» Action item: Count how many lines below include the string "environment". Only that number should appear in the reply.

» Dataset excerpts:
==================================================

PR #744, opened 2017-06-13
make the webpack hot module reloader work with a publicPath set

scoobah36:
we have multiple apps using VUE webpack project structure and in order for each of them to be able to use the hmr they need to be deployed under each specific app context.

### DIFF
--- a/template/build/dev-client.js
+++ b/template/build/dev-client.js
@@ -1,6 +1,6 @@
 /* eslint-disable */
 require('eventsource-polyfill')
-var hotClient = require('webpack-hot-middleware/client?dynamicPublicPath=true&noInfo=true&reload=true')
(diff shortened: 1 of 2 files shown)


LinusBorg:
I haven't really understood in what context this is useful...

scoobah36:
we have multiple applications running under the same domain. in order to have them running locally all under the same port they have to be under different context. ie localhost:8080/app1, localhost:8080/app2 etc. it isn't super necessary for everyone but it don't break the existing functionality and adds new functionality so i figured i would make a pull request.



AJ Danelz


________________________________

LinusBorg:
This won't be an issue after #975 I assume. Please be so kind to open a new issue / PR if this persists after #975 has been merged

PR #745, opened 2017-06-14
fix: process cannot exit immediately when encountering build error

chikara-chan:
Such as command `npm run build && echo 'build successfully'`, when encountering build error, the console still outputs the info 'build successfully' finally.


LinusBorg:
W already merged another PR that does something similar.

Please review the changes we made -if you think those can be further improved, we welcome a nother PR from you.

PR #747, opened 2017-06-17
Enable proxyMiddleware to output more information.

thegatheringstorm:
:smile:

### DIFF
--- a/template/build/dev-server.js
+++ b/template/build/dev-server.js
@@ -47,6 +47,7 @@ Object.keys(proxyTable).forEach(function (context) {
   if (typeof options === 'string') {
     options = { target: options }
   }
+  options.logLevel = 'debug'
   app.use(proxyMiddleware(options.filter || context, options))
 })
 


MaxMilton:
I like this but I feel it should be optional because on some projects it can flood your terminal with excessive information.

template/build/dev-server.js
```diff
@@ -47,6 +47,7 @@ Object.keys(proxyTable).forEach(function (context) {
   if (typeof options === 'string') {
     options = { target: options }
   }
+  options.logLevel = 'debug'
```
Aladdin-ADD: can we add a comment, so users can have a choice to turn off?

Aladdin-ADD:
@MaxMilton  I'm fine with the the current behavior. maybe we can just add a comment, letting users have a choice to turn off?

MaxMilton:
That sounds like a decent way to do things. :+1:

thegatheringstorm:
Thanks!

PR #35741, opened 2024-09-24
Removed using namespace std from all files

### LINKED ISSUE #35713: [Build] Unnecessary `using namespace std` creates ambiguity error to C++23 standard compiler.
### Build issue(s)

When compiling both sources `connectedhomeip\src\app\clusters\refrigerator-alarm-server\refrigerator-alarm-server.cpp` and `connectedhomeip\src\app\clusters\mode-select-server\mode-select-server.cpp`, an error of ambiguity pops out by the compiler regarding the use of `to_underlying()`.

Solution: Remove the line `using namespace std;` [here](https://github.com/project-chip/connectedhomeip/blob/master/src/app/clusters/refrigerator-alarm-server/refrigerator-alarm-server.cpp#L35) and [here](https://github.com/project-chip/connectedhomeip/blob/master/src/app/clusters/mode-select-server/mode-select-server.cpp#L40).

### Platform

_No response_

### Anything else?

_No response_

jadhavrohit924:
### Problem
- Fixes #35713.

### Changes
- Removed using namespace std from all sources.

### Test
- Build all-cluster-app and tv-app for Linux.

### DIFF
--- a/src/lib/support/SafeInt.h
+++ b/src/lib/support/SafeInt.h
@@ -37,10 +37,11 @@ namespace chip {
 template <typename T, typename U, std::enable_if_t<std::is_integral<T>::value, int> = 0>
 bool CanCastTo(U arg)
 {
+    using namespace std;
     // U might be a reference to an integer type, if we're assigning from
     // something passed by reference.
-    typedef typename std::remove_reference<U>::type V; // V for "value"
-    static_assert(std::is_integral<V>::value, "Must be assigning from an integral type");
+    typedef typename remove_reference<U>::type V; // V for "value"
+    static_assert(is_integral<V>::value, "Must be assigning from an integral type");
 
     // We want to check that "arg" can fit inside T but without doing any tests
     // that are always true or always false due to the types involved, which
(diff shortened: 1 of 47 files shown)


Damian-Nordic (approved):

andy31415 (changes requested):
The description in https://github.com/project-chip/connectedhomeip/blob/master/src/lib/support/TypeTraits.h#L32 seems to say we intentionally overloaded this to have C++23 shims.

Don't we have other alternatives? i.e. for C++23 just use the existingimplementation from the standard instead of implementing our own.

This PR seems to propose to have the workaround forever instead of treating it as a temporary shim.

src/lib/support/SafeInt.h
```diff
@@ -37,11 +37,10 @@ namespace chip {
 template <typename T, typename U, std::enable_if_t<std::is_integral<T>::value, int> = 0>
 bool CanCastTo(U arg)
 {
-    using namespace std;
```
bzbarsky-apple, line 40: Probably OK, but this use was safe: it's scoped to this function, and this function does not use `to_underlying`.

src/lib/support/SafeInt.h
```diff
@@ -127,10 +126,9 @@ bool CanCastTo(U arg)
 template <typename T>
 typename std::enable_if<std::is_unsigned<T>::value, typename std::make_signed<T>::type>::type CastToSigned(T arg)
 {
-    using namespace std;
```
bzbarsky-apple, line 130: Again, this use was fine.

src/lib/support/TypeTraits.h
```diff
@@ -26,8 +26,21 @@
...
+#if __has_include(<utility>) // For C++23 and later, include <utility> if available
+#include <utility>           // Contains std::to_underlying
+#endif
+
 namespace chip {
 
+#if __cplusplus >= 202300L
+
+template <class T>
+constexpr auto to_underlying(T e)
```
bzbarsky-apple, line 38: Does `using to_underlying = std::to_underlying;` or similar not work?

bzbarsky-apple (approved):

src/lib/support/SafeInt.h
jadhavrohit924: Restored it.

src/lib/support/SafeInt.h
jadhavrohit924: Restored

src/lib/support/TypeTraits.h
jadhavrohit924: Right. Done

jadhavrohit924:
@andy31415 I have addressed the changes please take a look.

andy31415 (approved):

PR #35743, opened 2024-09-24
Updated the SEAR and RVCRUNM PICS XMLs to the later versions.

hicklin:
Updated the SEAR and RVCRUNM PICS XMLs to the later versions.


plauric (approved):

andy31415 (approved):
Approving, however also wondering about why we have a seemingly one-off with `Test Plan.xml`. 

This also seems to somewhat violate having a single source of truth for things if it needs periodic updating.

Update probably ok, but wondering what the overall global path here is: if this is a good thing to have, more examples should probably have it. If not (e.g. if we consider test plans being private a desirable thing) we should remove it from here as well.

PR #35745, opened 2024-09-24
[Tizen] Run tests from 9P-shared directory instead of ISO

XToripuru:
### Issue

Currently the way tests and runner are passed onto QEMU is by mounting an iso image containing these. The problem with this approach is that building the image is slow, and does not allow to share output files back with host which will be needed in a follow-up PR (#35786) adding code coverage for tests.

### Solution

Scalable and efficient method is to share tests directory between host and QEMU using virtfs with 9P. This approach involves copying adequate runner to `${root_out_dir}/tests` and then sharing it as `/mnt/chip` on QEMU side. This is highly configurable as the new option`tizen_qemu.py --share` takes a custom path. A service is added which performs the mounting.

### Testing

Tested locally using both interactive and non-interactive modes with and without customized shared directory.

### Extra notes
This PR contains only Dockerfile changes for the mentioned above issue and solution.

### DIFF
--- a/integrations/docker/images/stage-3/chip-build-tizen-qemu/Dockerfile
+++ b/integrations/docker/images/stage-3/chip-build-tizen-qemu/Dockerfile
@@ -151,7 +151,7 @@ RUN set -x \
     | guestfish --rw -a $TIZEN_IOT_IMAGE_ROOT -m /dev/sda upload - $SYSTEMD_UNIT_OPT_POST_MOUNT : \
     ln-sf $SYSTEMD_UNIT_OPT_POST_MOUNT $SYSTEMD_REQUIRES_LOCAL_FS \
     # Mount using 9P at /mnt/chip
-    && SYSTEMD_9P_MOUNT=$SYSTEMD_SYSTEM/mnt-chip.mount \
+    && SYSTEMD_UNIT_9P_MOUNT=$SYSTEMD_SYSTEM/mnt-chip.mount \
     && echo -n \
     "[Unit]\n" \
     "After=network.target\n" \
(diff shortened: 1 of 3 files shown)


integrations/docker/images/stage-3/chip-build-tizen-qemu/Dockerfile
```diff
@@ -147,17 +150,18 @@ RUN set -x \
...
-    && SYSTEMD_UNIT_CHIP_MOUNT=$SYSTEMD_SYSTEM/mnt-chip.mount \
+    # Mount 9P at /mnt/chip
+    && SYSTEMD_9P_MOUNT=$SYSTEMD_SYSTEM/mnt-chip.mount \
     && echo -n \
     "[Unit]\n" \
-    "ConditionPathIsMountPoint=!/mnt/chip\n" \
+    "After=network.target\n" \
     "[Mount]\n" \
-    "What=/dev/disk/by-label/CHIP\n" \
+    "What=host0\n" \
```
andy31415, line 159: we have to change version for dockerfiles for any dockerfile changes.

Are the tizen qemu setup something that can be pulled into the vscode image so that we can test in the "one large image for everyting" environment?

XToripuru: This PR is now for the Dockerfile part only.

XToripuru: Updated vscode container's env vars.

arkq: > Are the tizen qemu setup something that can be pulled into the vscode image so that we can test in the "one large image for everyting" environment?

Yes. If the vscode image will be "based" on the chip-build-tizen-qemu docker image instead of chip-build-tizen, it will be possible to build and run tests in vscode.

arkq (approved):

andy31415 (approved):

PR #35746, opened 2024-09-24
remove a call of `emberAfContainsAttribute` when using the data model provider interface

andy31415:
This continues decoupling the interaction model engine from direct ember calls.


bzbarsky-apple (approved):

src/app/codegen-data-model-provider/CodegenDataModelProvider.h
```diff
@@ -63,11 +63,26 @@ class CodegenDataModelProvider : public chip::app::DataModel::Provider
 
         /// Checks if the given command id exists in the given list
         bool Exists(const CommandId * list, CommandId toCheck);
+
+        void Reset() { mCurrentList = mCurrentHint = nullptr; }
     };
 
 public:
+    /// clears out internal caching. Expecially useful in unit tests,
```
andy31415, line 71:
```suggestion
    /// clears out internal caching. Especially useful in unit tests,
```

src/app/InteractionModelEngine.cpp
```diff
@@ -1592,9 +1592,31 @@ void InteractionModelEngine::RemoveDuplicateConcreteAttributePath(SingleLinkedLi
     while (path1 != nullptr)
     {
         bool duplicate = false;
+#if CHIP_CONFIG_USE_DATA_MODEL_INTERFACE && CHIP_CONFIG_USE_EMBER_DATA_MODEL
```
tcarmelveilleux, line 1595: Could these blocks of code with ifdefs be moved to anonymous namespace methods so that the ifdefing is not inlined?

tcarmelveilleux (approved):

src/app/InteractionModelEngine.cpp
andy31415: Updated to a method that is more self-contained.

==================================================

» Response area: 2